During Superstorm Sandy, New York City experienced its worst storm surge in nearly 200 years. Underground electrical distribution equipment located in flood-prone areas was swamped, resulting in the most extensive storm-related power outage in the city's history. Approximately 250,000 customers in lower Manhattan were left without power.

While customers served by ConEd’s overhead distribution system had their service restored in a week or so, those served from the utility’s underground distribution system ¾ in the most densely populated parts of the city ¾ had to wait much longer. Underground distribution systems are much more difficult to repair, especially those in low-lying areas.

This experience has highlighted the need to make underground distribution systems more resilient to flood-related damage. The deployment of switchgear specially designed for subsurface application in vaults subject to flooding can help achieve this goal. This type of switchgear can continue to function indefinitely when subjected to flooding from water containing typical levels of contaminants such as salt, fertilizer, motor oil, and cleaning solvents.

High-speed fault-clearing configurations of this switchgear are available for application in networks that provide essentially interruption-free service—a fault occurring in any segment of the network is rapidly cleared and automatically isolated, but service to customer loads is not interrupted (or the interruption is minimal).

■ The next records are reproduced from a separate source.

PR #164, opened 2015-08-25
Reduce mentions of Claim(s) without breaking anything

thiemowmde:
This is a non-breaking change that should have zero effect to the public interface. The idea is to reduce the occurrences of the word "claim" in this component to a minimum.

### DIFF
--- a/src/Serializers/ClaimsSerializer.php
+++ b/src/Serializers/ClaimsSerializer.php
@@ -6,8 +6,8 @@ use Serializers\DispatchableSerializer;
 use Serializers\Exceptions\SerializationException;
 use Serializers\Exceptions\UnsupportedObjectException;
 use Serializers\Serializer;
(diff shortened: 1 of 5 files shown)


src/Serializers/ClaimsSerializer.php
```diff
@@ -20,7 +20,7 @@ class ClaimsSerializer implements DispatchableSerializer {
 	/**
 	 * @var Serializer
 	 */
-	private $claimSerializer;
+	private $statementSerializer;
```
JeroenDeDauw: Considering that this is package private, and that it'll be removed once the deprecated `newClaimSerializer` gets removed, you are likely putting in effort that will not help us with anything

thiemowmde: A full text search in the code base always brings these "false" positives up. Increasing code quality even in deprecated code does help me and others. I think this is worth it.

Submersible Automated Medium-Voltage Switchgear

Medium-voltage switchgear is available featuring load-interrupter switches and resettable fault interrupters installed in a gas-tight tank containing pressurized gas insulation. This type of switchgear can be furnished in submersible models that are suitable for installation in vaults subject to flooding. In these models, the tank is manufactured of Type 304L stainless steel to guard against corrosion due to the extremely harsh environmental conditions. The tank is capable of withstanding up to 10 feet (3 meters) of water above the base.

The switchgear includes a separately mounted submersible low-voltage enclosure, also manufactured of Type 304L stainless steel. The low-voltage enclosure in high-speed fault-clearing configurations houses a multifunction, microprocessor-based relay for each fault interrupter in the switchgear. A multifunction, microprocessor-based relay is also applied on each substation circuit breaker feeding the loop of switchgear units.

All current- and voltage-sensing wiring between the switchgear tank and the low-voltage enclosure is submersible as well.

High-Speed Fault-Clearing System

In this system, switchgear units are connected to each other in a loop. The relays are configured to communicate with each other through a fiber-optic cable network. The relay protection arrangement ensures that only the fault interrupters on either side of a faulted cable section open.

In closed-loop applications, both ends of the loop are fed from the same utility substation bus. With this arrangement, load will not be lost while a fault is cleared, although some utility customers will experience a voltage dip.

Open-loop applications require an open switching point in the loop. This approach enables two feeders from different substations to be interconnected. However, with this arrangement, some customers may experience a three- to four-second loss of voltage while the normally open switch is closed.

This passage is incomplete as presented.